Collected data entries →
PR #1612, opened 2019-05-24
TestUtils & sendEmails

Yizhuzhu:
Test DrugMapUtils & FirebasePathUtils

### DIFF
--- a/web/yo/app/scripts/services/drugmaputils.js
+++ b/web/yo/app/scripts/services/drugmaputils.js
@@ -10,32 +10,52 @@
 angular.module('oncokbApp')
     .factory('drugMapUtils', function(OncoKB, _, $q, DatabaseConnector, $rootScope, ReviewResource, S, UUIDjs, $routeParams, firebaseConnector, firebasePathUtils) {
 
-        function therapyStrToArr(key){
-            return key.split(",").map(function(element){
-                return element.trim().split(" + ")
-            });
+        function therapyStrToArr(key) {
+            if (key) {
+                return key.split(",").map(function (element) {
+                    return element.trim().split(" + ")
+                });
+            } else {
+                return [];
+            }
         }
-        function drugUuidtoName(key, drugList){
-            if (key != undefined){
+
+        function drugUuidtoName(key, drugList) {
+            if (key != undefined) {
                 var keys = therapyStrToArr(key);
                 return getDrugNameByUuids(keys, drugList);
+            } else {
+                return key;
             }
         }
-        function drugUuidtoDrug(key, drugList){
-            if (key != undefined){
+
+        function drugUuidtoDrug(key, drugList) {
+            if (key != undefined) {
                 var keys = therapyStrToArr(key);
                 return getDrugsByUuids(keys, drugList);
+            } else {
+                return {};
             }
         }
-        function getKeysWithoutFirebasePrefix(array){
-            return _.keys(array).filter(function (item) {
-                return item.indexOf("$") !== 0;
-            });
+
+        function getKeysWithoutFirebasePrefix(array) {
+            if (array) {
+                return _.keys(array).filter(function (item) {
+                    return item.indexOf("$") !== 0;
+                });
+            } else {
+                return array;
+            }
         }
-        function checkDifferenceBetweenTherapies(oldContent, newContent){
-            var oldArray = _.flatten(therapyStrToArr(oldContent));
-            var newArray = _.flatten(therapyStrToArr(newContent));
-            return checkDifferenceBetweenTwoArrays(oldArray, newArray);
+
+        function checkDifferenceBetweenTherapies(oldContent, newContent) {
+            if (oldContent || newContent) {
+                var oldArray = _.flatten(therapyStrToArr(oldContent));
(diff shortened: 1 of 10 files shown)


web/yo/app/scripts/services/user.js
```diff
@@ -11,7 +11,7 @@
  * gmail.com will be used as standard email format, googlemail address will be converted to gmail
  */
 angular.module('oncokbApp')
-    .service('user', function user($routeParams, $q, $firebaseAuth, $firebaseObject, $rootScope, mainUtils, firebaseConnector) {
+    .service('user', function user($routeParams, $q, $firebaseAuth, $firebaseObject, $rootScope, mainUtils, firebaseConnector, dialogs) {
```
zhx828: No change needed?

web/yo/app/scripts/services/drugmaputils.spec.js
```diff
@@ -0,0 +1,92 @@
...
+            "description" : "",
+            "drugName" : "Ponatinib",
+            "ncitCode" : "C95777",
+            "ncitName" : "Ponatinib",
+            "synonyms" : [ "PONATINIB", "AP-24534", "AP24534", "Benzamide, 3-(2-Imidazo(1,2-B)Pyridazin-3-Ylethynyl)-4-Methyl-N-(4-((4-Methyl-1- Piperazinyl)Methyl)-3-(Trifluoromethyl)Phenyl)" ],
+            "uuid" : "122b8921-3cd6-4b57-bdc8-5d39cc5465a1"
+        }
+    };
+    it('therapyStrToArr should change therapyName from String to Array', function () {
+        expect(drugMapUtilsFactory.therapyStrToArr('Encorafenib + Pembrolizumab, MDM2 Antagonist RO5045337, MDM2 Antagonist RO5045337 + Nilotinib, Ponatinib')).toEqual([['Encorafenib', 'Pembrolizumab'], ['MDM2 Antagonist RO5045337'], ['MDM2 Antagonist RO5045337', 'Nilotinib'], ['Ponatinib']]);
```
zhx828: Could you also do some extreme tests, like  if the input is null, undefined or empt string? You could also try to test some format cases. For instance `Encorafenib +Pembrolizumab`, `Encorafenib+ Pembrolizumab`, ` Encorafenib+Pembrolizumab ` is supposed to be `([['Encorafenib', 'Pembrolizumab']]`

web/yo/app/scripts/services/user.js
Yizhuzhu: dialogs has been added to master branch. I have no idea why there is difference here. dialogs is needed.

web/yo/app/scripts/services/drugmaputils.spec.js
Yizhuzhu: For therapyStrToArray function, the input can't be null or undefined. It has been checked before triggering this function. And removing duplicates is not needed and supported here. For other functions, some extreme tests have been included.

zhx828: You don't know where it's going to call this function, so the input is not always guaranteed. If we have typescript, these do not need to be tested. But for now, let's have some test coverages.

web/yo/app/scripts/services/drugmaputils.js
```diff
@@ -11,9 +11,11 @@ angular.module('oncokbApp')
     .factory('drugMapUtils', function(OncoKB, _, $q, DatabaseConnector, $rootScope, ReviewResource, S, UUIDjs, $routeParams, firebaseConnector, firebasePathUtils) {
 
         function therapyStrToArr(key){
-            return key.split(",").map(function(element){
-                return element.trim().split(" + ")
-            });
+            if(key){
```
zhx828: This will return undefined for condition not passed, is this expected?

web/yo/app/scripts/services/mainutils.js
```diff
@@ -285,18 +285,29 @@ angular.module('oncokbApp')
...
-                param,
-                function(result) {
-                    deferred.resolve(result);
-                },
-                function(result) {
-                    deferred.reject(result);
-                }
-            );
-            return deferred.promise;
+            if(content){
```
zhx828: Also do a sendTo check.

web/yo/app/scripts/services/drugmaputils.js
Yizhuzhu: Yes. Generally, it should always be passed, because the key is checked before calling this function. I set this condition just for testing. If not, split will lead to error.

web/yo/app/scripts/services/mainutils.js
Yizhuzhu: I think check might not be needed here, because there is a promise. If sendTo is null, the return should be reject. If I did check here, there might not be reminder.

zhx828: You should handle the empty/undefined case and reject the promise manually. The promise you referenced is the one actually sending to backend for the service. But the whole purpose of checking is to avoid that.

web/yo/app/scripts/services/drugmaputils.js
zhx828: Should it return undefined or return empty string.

TASK TO CARRY OUT → Print all the records precisely.

RESPONSE TO THE EXERCISE →
PR #1612, opened 2019-05-24
TestUtils & sendEmails

Yizhuzhu:
Test DrugMapUtils & FirebasePathUtils

### DIFF
--- a/web/yo/app/scripts/services/drugmaputils.js
+++ b/web/yo/app/scripts/services/drugmaputils.js
@@ -10,32 +10,52 @@
 angular.module('oncokbApp')
     .factory('drugMapUtils', function(OncoKB, _, $q, DatabaseConnector, $rootScope, ReviewResource, S, UUIDjs, $routeParams, firebaseConnector, firebasePathUtils) {
 
-        function therapyStrToArr(key){
-            return key.split(",").map(function(element){
-                return element.trim().split(" + ")
-            });
+        function therapyStrToArr(key) {
+            if (key) {
+                return key.split(",").map(function (element) {
+                    return element.trim().split(" + ")
+                });
+            } else {
+                return [];
+            }
         }
-        function drugUuidtoName(key, drugList){
-            if (key != undefined){
+
+        function drugUuidtoName(key, drugList) {
+            if (key != undefined) {
                 var keys = therapyStrToArr(key);
                 return getDrugNameByUuids(keys, drugList);
+            } else {
+                return key;
             }
         }
-        function drugUuidtoDrug(key, drugList){
-            if (key != undefined){
+
+        function drugUuidtoDrug(key, drugList) {
+            if (key != undefined) {
                 var keys = therapyStrToArr(key);
                 return getDrugsByUuids(keys, drugList);
+            } else {
+                return {};
             }
         }
-        function getKeysWithoutFirebasePrefix(array){
-            return _.keys(array).filter(function (item) {
-                return item.indexOf("$") !== 0;
-            });
+
+        function getKeysWithoutFirebasePrefix(array) {
+            if (array) {
+                return _.keys(array).filter(function (item) {
+                    return item.indexOf("$") !== 0;
+                });
+            } else {
+                return array;
+            }
         }
-        function checkDifferenceBetweenTherapies(oldContent, newContent){
-            var oldArray = _.flatten(therapyStrToArr(oldContent));
-            var newArray = _.flatten(therapyStrToArr(newContent));
-            return checkDifferenceBetweenTwoArrays(oldArray, newArray);
+
+        function checkDifferenceBetweenTherapies(oldContent, newContent) {
+            if (oldContent || newContent) {
+                var oldArray = _.flatten(therapyStrToArr(oldContent));
(diff shortened: 1 of 10 files shown)


web/yo/app/scripts/services/user.js
```diff
@@ -11,7 +11,7 @@
  * gmail.com will be used as standard email format, googlemail address will be converted to gmail
  */
 angular.module('oncokbApp')
-    .service('user', function user($routeParams, $q, $firebaseAuth, $firebaseObject, $rootScope, mainUtils, firebaseConnector) {
+    .service('user', function user($routeParams, $q, $firebaseAuth, $firebaseObject, $rootScope, mainUtils, firebaseConnector, dialogs) {
```
zhx828: No change needed?

web/yo/app/scripts/services/drugmaputils.spec.js
```diff
@@ -0,0 +1,92 @@
...
+            "description" : "",
+            "drugName" : "Ponatinib",
+            "ncitCode" : "C95777",
+            "ncitName" : "Ponatinib",
+            "synonyms" : [ "PONATINIB", "AP-24534", "AP24534", "Benzamide, 3-(2-Imidazo(1,2-B)Pyridazin-3-Ylethynyl)-4-Methyl-N-(4-((4-Methyl-1- Piperazinyl)Methyl)-3-(Trifluoromethyl)Phenyl)" ],
+            "uuid" : "122b8921-3cd6-4b57-bdc8-5d39cc5465a1"
+        }
+    };
+    it('therapyStrToArr should change therapyName from String to Array', function () {
+        expect(drugMapUtilsFactory.therapyStrToArr('Encorafenib + Pembrolizumab, MDM2 Antagonist RO5045337, MDM2 Antagonist RO5045337 + Nilotinib, Ponatinib')).toEqual([['Encorafenib', 'Pembrolizumab'], ['MDM2 Antagonist RO5045337'], ['MDM2 Antagonist RO5045337', 'Nilotinib'], ['Ponatinib']]);
```
zhx828: Could you also do some extreme tests, like  if the input is null, undefined or empt string? You could also try to test some format cases. For instance `Encorafenib +Pembrolizumab`, `Encorafenib+ Pembrolizumab`, ` Encorafenib+Pembrolizumab ` is supposed to be `([['Encorafenib', 'Pembrolizumab']]`

web/yo/app/scripts/services/user.js
Yizhuzhu: dialogs has been added to master branch. I have no idea why there is difference here. dialogs is needed.

web/yo/app/scripts/services/drugmaputils.spec.js
Yizhuzhu: For therapyStrToArray function, the input can't be null or undefined. It has been checked before triggering this function. And removing duplicates is not needed and supported here. For other functions, some extreme tests have been included.

zhx828: You don't know where it's going to call this function, so the input is not always guaranteed. If we have typescript, these do not need to be tested. But for now, let's have some test coverages.

web/yo/app/scripts/services/drugmaputils.js
```diff
@@ -11,9 +11,11 @@ angular.module('oncokbApp')
     .factory('drugMapUtils', function(OncoKB, _, $q, DatabaseConnector, $rootScope, ReviewResource, S, UUIDjs, $routeParams, firebaseConnector, firebasePathUtils) {
 
         function therapyStrToArr(key){
-            return key.split(",").map(function(element){
-                return element.trim().split(" + ")
-            });
+            if(key){
```
zhx828: This will return undefined for condition not passed, is this expected?

web/yo/app/scripts/services/mainutils.js
```diff
@@ -285,18 +285,29 @@ angular.module('oncokbApp')
...
-                param,
-                function(result) {
-                    deferred.resolve(result);
-                },
-                function(result) {
-                    deferred.reject(result);
-                }
-            );
-            return deferred.promise;
+            if(content){
```
zhx828: Also do a sendTo check.

web/yo/app/scripts/services/drugmaputils.js
Yizhuzhu: Yes. Generally, it should always be passed, because the key is checked before calling this function. I set this condition just for testing. If not, split will lead to error.

web/yo/app/scripts/services/mainutils.js
Yizhuzhu: I think check might not be needed here, because there is a promise. If sendTo is null, the return should be reject. If I did check here, there might not be reminder.

zhx828: You should handle the empty/undefined case and reject the promise manually. The promise you referenced is the one actually sending to backend for the service. But the whole purpose of checking is to avoid that.

web/yo/app/scripts/services/drugmaputils.js
zhx828: Should it return undefined or return empty string.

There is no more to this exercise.